PR #787, opened 2022-02-27
aarch64: Use asid_map_t bitfield to store vspace attributes to free mapping slots

kent-mcleod:
Use the asid_map bitfield from x86 for aarch64 to map from ASID to an intermediate asid_map object that can hold a vspace object reference plus additional related attributes.  This can free up reserved slots in the top level page table for use at user level. 

This PR uses some commits from https://github.com/seL4/seL4/pull/579 but is only targeting aarch64.

More background: https://sel4.atlassian.net/browse/SELFOUR-1840

### DIFF
--- a/include/arch/arm/arch/64/mode/kernel/vspace.h
+++ b/include/arch/arm/arch/64/mode/kernel/vspace.h
@@ -73,13 +73,11 @@ static const region_t BOOT_RODATA *mode_reserved_region = NULL;
 #define cap_vtable_root_ptr_set_mappedCB(_c, cb) \
     cap_page_upper_directory_cap_ptr_set_capPUDMappedCB(_c, cb)
 #define cap_vtable_cap_new(_a, _v, _m) cap_page_upper_directory_cap_new(_a, _v, _m, 0, CB_INVALID)
-#define vtable_invalid_new(_a, _v) pude_pude_invalid_new(_a, _v, 0)
-#define vtable_invalid_smmu_new(_cb) pude_pude_invalid_new(0, false, _cb)
+#define vtable_invalid_smmu_new(_cb) pude_pude_invalid_new(_cb)
 #define vtable_invalid_get_bind_cb(_v) \
     pude_pude_invalid_get_bind_cb(_v)
 #else
 #define cap_vtable_cap_new(_a, _v, _m) cap_page_upper_directory_cap_new(_a, _v, _m, 0)
-#define vtable_invalid_new(_a, _v) pude_pude_invalid_new(_a, _v)
 #endif  /*!CONFIG_ARM_SMMU*/
 
 #define vtable_invalid_get_stored_asid_valid(_v) \
@@ -90,7 +88,11 @@ static inline exception_t performASIDPoolInvocation(asid_t asid, asid_pool_t *po
 {
     cap_page_upper_directory_cap_ptr_set_capPUDMappedASID(&cte->cap, asid);
     cap_page_upper_directory_cap_ptr_set_capPUDIsMapped(&cte->cap, 1);
+#ifdef CONFIG_ARM_HYPERVISOR_SUPPORT
+    asid_map_t asid_map = asid_map_asid_map_vspace_new(cap_page_upper_directory_cap_get_capPUDBasePtr(cte->cap), 0, false);
+#else
     asid_map_t asid_map = asid_map_asid_map_vspace_new(cap_page_upper_directory_cap_get_capPUDBasePtr(cte->cap));
+#endif
     poolPtr->array[asid & MASK(asidLowBits)] = asid_map;
 #ifdef CONFIG_ARM_SMMU
     vspace_root_t *vtable = (vspace_root_t *)cap_page_upper_directory_cap_get_capPUDBasePtr(cte->cap);
@@ -116,14 +118,12 @@ static inline exception_t performASIDPoolInvocation(asid_t asid, asid_pool_t *po
     cap_page_global_directory_cap_ptr_set_capPGDMappedCB(_c, cb)
 #define cap_vtable_cap_new(_a, _v, _m) \
     cap_page_global_directory_cap_new(_a, _v, _m, CB_INVALID)
-#define vtable_invalid_new(_a, _v) pgde_pgde_invalid_new(_a, _v, 0)
-#define vtable_invalid_smmu_new(_cb) pgde_pgde_invalid_new(0, false, _cb)
+#define vtable_invalid_smmu_new(_cb) pgde_pgde_invalid_new(_cb)
 #define vtable_invalid_get_bind_cb(_v) \
     pgde_pgde_invalid_get_bind_cb(_v)
 #else
 #define cap_vtable_cap_new(_a, _v, _m) \
     cap_page_global_directory_cap_new(_a, _v, _m)
-#define vtable_invalid_new(_a, _v) pgde_pgde_invalid_new(_a, _v)
 #endif /*!CONFIG_ARM_SMMU*/
 
 #define vtable_invalid_get_stored_asid_valid(_v) \
@@ -134,7 +134,11 @@ static inline exception_t performASIDPoolInvocation(asid_t asid, asid_pool_t *po
 {
     cap_page_global_directory_cap_ptr_set_capPGDMappedASID(&cte->cap, asid);
     cap_page_global_directory_cap_ptr_set_capPGDIsMapped(&cte->cap, 1);
+#ifdef CONFIG_ARM_HYPERVISOR_SUPPORT
+    asid_map_t asid_map = asid_map_asid_map_vspace_new(cap_page_global_directory_cap_get_capPGDBasePtr(cte->cap), 0, false);
+#else
     asid_map_t asid_map = asid_map_asid_map_vspace_new(cap_page_global_directory_cap_get_capPGDBasePtr(cte->cap));
+#endif
     poolPtr->array[asid & MASK(asidLowBits)] = asid_map;
 
 #ifdef CONFIG_ARM_SMMU
--- a/include/arch/arm/arch/64/mode/kernel/vspace.h
+++ b/include/arch/arm/arch/64/mode/kernel/vspace.h
@@ -14,22 +14,6 @@
 #define activate_global_pd activate_kernel_vspace
 #define MODE_RESERVED 0
 
-/* The VTABLE_VMID_SLOT in user-level applications's vspace root
- * is reserved for storing its allocated hardware 8-bit VMID
- * when running EL2. Note that this assumes that the IPA size for S2
- * translation and the VA size for the S1 translation do not use full
- * 48-bit. Please see the definition of seL4_UserTop for details.
- */
-#define VTABLE_VMID_SLOT   MASK(seL4_VSpaceIndexBits)
-
-/* The VTABLE_SMMU_SLOT in user-level applications's vspace root is reserved
- * for storing the number of context banks bound with this vspace when the
- * SMMU feature is enabled. This assumes the user-level address space do not
- * use the second last entry in the vspace root, which is preserved by the
- * seL4_UserTop.
- */
-#define VTABLE_SMMU_SLOT   (MASK(seL4_VSpaceIndexBits) - 1)
-
 /* ==================== BOOT CODE FINISHES HERE ==================== */
 
 bool_t CONST isVTableRoot(cap_t cap);
--- a/include/arch/arm/arch/64/mode/kernel/vspace.h
+++ b/include/arch/arm/arch/64/mode/kernel/vspace.h
@@ -49,6 +49,8 @@ void deleteASID(asid_t asid, vspace_root_t *vspace);
 hw_asid_t getHWASID(asid_t asid);
 #endif
 
+asid_map_t findMapForASID(asid_t asid);
+
 #ifdef __clang__
 static const region_t BOOT_RODATA mode_reserved_region[] = {};
 #else
@@ -88,10 +90,10 @@ static inline exception_t performASIDPoolInvocation(asid_t asid, asid_pool_t *po
 {
     cap_page_upper_directory_cap_ptr_set_capPUDMappedASID(&cte->cap, asid);
     cap_page_upper_directory_cap_ptr_set_capPUDIsMapped(&cte->cap, 1);
-    poolPtr->array[asid & MASK(asidLowBits)] =
-        PUDE_PTR(cap_page_upper_directory_cap_get_capPUDBasePtr(cte->cap));
+    asid_map_t asid_map = asid_map_asid_map_vspace_new(cap_page_upper_directory_cap_get_capPUDBasePtr(cte->cap));
+    poolPtr->array[asid & MASK(asidLowBits)] = asid_map;
 #ifdef CONFIG_ARM_SMMU
-    vspace_root_t *vtable = poolPtr->array[asid & MASK(asidLowBits)];
+    vspace_root_t *vtable = (vspace_root_t *)cap_page_upper_directory_cap_get_capPUDBasePtr(cte->cap);
     vtable[VTABLE_SMMU_SLOT] = vtable_invalid_smmu_new(0);
 #endif
     return EXCEPTION_NONE;
@@ -132,11 +134,11 @@ static inline exception_t performASIDPoolInvocation(asid_t asid, asid_pool_t *po
 {
     cap_page_global_directory_cap_ptr_set_capPGDMappedASID(&cte->cap, asid);
     cap_page_global_directory_cap_ptr_set_capPGDIsMapped(&cte->cap, 1);
-    poolPtr->array[asid & MASK(asidLowBits)] =
-        PGDE_PTR(cap_page_global_directory_cap_get_capPGDBasePtr(cte->cap));
+    asid_map_t asid_map = asid_map_asid_map_vspace_new(cap_page_global_directory_cap_get_capPGDBasePtr(cte->cap));
+    poolPtr->array[asid & MASK(asidLowBits)] = asid_map;
 
 #ifdef CONFIG_ARM_SMMU
-    vspace_root_t *vtable = poolPtr->array[asid & MASK(asidLowBits)];
+    vspace_root_t *vtable = (vspace_root_t *)cap_page_global_directory_cap_get_capPGDBasePtr(cte->cap);
     vtable[VTABLE_SMMU_SLOT] = vtable_invalid_smmu_new(0);
 #endif
     return EXCEPTION_NONE;
--- a/include/arch/arm/arch/64/mode/kernel/vspace.h
+++ b/include/arch/arm/arch/64/mode/kernel/vspace.h
@@ -73,9 +73,6 @@ static const region_t BOOT_RODATA *mode_reserved_region = NULL;
 #define cap_vtable_root_ptr_set_mappedCB(_c, cb) \
     cap_page_upper_directory_cap_ptr_set_capPUDMappedCB(_c, cb)
 #define cap_vtable_cap_new(_a, _v, _m) cap_page_upper_directory_cap_new(_a, _v, _m, 0, CB_INVALID)
-#define vtable_invalid_smmu_new(_cb) pude_pude_invalid_new(_cb)
-#define vtable_invalid_get_bind_cb(_v) \
-    pude_pude_invalid_get_bind_cb(_v)
 #else
 #define cap_vtable_cap_new(_a, _v, _m) cap_page_upper_directory_cap_new(_a, _v, _m, 0)
 #endif  /*!CONFIG_ARM_SMMU*/
@@ -88,16 +85,19 @@ static inline exception_t performASIDPoolInvocation(asid_t asid, asid_pool_t *po
 {
     cap_page_upper_directory_cap_ptr_set_capPUDMappedASID(&cte->cap, asid);
     cap_page_upper_directory_cap_ptr_set_capPUDIsMapped(&cte->cap, 1);
-#ifdef CONFIG_ARM_HYPERVISOR_SUPPORT
-    asid_map_t asid_map = asid_map_asid_map_vspace_new(cap_page_upper_directory_cap_get_capPUDBasePtr(cte->cap), 0, false);
-#else
-    asid_map_t asid_map = asid_map_asid_map_vspace_new(cap_page_upper_directory_cap_get_capPUDBasePtr(cte->cap));
-#endif
-    poolPtr->array[asid & MASK(asidLowBits)] = asid_map;
+    asid_map_t asid_map = asid_map_asid_map_vspace_new(
 #ifdef CONFIG_ARM_SMMU
-    vspace_root_t *vtable = (vspace_root_t *)cap_page_upper_directory_cap_get_capPUDBasePtr(cte->cap);
-    vtable[VTABLE_SMMU_SLOT] = vtable_invalid_smmu_new(0);
+                              /* bind_cb: Number of bound context banks */
+                              0,
 #endif
+                              /* vspace_root: reference to vspace root page table object */
+                              cap_page_upper_directory_cap_get_capPUDBasePtr(cte->cap)
+#ifdef CONFIG_ARM_HYPERVISOR_SUPPORT
+                              /* stored_hw_vmid, stored_vmid_valid: Assigned hardware VMID for TLB. */
+                              , 0, false
+#endif
+                          );
+    poolPtr->array[asid & MASK(asidLowBits)] = asid_map;
     return EXCEPTION_NONE;
 }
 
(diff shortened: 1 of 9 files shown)


include/arch/arm/arch/64/mode/object/structures.bf
```diff
@@ -65,8 +65,8 @@ block page_upper_directory_cap {
     field capPUDIsMapped             1
     field_high capPUDMappedAddress   10
 #if defined (CONFIG_ARM_SMMU)  && defined (AARCH64_VSPACE_S2_START_L1)
-    field capPUDMappedCB             12
-    padding                          36
+    field capPUDMappedCB             8
+    padding                          40
```
lsf37, line 69: This commit also changes the width of the CB field in the caps. Was that intentional? If yes, should probably be mentioned in the commit message. I haven't checked all other `cb` occurrences if the new width fits or may lead to overflow.

src/fastpath/fastpath.c
```diff
@@ -99,7 +99,23 @@ void NORETURN fastpath_call(word_t cptr, word_t msgInfo)
...
+    asid_t asid = cap_vtable_root_get_mappedASID(newVTable);
+    asid_map_t asid_map = findMapForASID(asid);
+    if (unlikely(asid_map_get_type(asid_map) != asid_map_asid_map_vspace ||
+                 VSPACE_PTR(asid_map_asid_map_vspace_get_vspace_root(asid_map)) != cap_pd)) {
+        slowpath(SysCall);
+    }
+#ifdef CONFIG_ARM_HYPERVISOR_SUPPORT
+    /* Ensure the HWASID is valid. */
+    if (unlikely(!asid_map_asid_map_vspace_get_stored_vmid_valid(asid_map))) {
+        slowpath(SysCall);
```
lsf37, line 112:
```suggestion
    /* Ensure the vmid is valid. */
    if (unlikely(!asid_map_asid_map_vspace_get_stored_vmid_valid(asid_map))) {
        slowpath(SysCall);
```

lsf37: Given the difference in naming in the other configs (`hw_asid`), might need a comment that `vmid`s are the tags used in hyp mode.

src/fastpath/fastpath.c
```diff
@@ -352,7 +368,23 @@ void NORETURN fastpath_reply_recv(word_t cptr, word_t msgInfo)
...
-    stored_hw_asid.words[0] = cap_vtable_root_get_mappedASID(newVTable);
+    /* Need to test that the ASID is still valid */
+    asid_t asid = cap_vtable_root_get_mappedASID(newVTable);
+    asid_map_t asid_map = findMapForASID(asid);
+    if (unlikely(asid_map_get_type(asid_map) != asid_map_asid_map_vspace ||
+                 VSPACE_PTR(asid_map_asid_map_vspace_get_vspace_root(asid_map)) != cap_pd)) {
+        slowpath(SysReplyRecv);
+    }
+#ifdef CONFIG_ARM_HYPERVISOR_SUPPORT
+    /* Ensure the HWASID is valid. */
```
lsf37, line 379:
```suggestion
    /* Ensure the vmid is valid. */
```

src/arch/arm/64/kernel/vspace.c
```diff
@@ -551,41 +551,51 @@ BOOT_CODE void activate_kernel_vspace(void)
...
 
 /* ==================== BOOT CODE FINISHES HERE ==================== */
 
-static findVSpaceForASID_ret_t findVSpaceForASID(asid_t asid)
+asid_map_t findMapForASID(asid_t asid)
 {
-    findVSpaceForASID_ret_t ret;
-    asid_pool_t *poolPtr;
-    vspace_root_t *vspace_root;
+    asid_pool_t        *poolPtr;
```
lsf37, line 574:
```suggestion
    asid_pool_t *poolPtr;
```

(at least as far as I can see in the diff, there are no other declarations to align with any more)

src/arch/arm/64/kernel/vspace.c
```diff
@@ -1071,45 +1081,36 @@ pude_t *pageDirectoryMapped(asid_t asid, vptr_t vaddr, pde_t *pd)
 
 #ifdef CONFIG_ARM_HYPERVISOR_SUPPORT
 
-static void invalidateASID(asid_t asid)
+static asid_map_t *findMapRefForASID(asid_t asid)
 {
-    asid_pool_t *asidPool;
+    asid_pool_t        *poolPtr;
```
lsf37, line 1086: is the additional indent intentional?

src/arch/arm/64/kernel/vspace.c
```diff
@@ -1071,45 +1081,36 @@ pude_t *pageDirectoryMapped(asid_t asid, vptr_t vaddr, pde_t *pd)
 
 #ifdef CONFIG_ARM_HYPERVISOR_SUPPORT
 
-static void invalidateASID(asid_t asid)
+static asid_map_t *findMapRefForASID(asid_t asid)
```
lsf37, line 1084: There is is this convention that the functions that expect things to maybe not be there are called `find` and return a potential failure. This one is more a `get`, because it asserts the presence of the ASID pool. I currently have the same `find` name in the prelim spec, based on Curtis' original commit and probably going back to x64, and it makes sense to mimic `findMapForASID`, but overall I think `getMapRefForASID` would be a better name.

lsf37: Actually, I lie, I don't have this function at all in the spec -- I need to unfold this in Haskell because there is no direct ref to a position in an array there. Anyway, still prefer the `get` name :-)

src/arch/arm/64/kernel/vspace.c
```diff
@@ -1175,66 +1176,63 @@ static void invalidateASIDEntry(asid_t asid)
...
 
-    vspace_root_t *vtable = asidPool->array[asid & MASK(asidLowBits)];
-    assert(vtable);
+    asid_map_t *asid_map = &asidPool->array[asid & MASK(asidLowBits)];
+    assert(asid_map_ptr_get_type(asid_map) == asid_map_asid_map_vspace);
 
-    stored_info = vtable[VTABLE_SMMU_SLOT];
-    vtable[VTABLE_SMMU_SLOT] = vtable_invalid_smmu_new(vtable_invalid_get_bind_cb(stored_info) + 1);
+    asid_map_asid_map_vspace_ptr_set_bind_cb(asid_map, asid_map_asid_map_vspace_ptr_get_bind_cb(asid_map) + 1);
+    return;
```
lsf37, line 1203:
```suggestion
```

src/arch/arm/64/kernel/vspace.c
```diff
@@ -1175,66 +1176,63 @@ static void invalidateASIDEntry(asid_t asid)
...
 }
```
lsf37, line 1204:
```suggestion
    asid_map_asid_map_vspace_ptr_set_bind_cb(asid_map, asid_map_asid_map_vspace_ptr_get_bind_cb(asid_map) + 1);
}
```

src/arch/arm/64/kernel/vspace.c
kent-mcleod: Ok, get makes more sense.

src/arch/arm/64/kernel/vspace.c
kent-mcleod: It came in from the cherry-pick. I assumed the style tool would fix it but it seems not.

src/fastpath/fastpath.c
kent-mcleod: I went with the vmid naming because of the discussion on the draft PR, but to be more complete, all the other function names should probably be changed too...

src/arch/arm/64/kernel/vspace.c
```diff
@@ -2406,7 +2405,8 @@ exception_t decodeARMMMUInvocation(word_t invLabel, word_t length, cptr_t cptr,
 
         /* Find first free ASID */
         asid = cap_asid_pool_cap_get_capASIDBase(cap);
-        for (i = 0; i < (1 << asidLowBits) && (asid + i == 0 || pool->array[i]); i++);
+        for (i = 0; i < (1 << asidLowBits) && (asid + i == 0
+                                               || (asid_map_get_type(pool->array[i]) != asid_map_asid_map_none)); i++);
```
lsf37, line 2409: If for some reason the previous shorter version is preferred, I think it would be Ok to leave it, because it should be equivalent. My guess is that `-O2` will reduce it to the same assembly anyway, though, and this is slightly clearer.

src/fastpath/fastpath.c
lsf37: Yes, I agree, was just about to write that in a summary comment. Might make sense do that rename in a separate commit/PR.

lsf37 (approved):
Very nice, a whole lot of stuff is becoming clearer and most parts shorter.

src/fastpath/fastpath.c
lsf37: Probably even the type `hw_asid_t`, if that doesn't conflict with code that is shared between configs (might be a problem in the fastpath for instance).

lsf37:
Cool, I very much like this. Would be good to have another opinion from a systems person, maybe @yyshen if you have time?

include/arch/arm/arch/64/mode/object/structures.bf
```diff
@@ -239,19 +239,40 @@ block vm_attributes {
...
-    padding                         41
+    field bind_cb                   8
+    padding                         8
+#else
+    padding                         16
+#endif
+    field_high vspace_root          36
+#ifdef CONFIG_ARM_HYPERVISOR_SUPPORT
+    padding                         2
+    field stored_hw_vmid            8
```
yyshen, line 258: recent processors support 16-bit vmid, so we could just make it 16b-bit.

include/arch/arm/arch/64/mode/object/structures.bf
kent-mcleod: Intentional. According to the other PR and the SMMUv2 spec, there is a maximum number of context banks of 128 which requires 8 bits to include a valid bit. I tried to update the width in all of the other locations.  The asid_map_t is short of available bit space and I saw that there's already a push for changing them to 8bits in other PRs so figured to make this part of the change at the same time.

src/arch/arm/64/kernel/vspace.c
kent-mcleod: Yea, it came in with a cherry-picked commit and I assumed the style tool would fix it up.....

include/arch/arm/arch/64/mode/object/structures.bf
kent-mcleod: On a processor that supports 16bit VMID we would be able to just use the asid_t value which is also 16bits and not need a stored_hw_vmid slot.

yyshen:
> Cool, I very much like this. Would be good to have another opinion from a systems person, maybe @yyshen if you have time?

@lsf37 How did you do the review based on github? Sometimes I found it is hard to understand the changes by looking at the diffs on Github. Any suggestions?

include/arch/arm/arch/64/mode/object/structures.bf
yyshen: right, if we have enough hardware asid, we do not need the mapping. where do we specify that?

kent-mcleod:
> @lsf37 How did you do the review based on github? Sometimes I found it is hard to understand the changes by looking at the diffs on Github. Any suggestions?

Do you browse  the diffs commit by commit? I think that's the clearest you can get using the web client. If that's not good enough for me I manually clone and step through diffs locally.  Onetime I tried using GitHub's desktop app which was a bit better for quickly stepping through files and commits for a PR but you need more setup...

lsf37:
> Do you browse the diffs commit by commit? I think that's the clearest you can get using the web client. If that's not good enough for me I manually clone and step through diffs locally. Onetime I tried using GitHub's desktop app which was a bit better for quickly stepping through files and commits for a PR but you need more setup...

Yeah, I do all of these for large PRs, although the hurdle is pretty high for the GH desktop app. I find the diff view in VSCode pretty good (not always, but on average). For this specific one, I got by with looking at the single commits and long staring at the diff. It helps that I wrote a spec for this separately, so it was easy for me to recognise patterns.

yyshen:
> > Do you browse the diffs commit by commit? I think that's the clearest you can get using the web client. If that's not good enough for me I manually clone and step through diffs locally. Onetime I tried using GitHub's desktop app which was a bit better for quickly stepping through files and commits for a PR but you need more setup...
- - - -
* [Problem]
Pick out the lines above that hold the string "mapping" and show them.

* [Exercise output]
aarch64: Use asid_map_t bitfield to store vspace attributes to free mapping slots
yyshen: right, if we have enough hardware asid, we do not need the mapping. where do we specify that?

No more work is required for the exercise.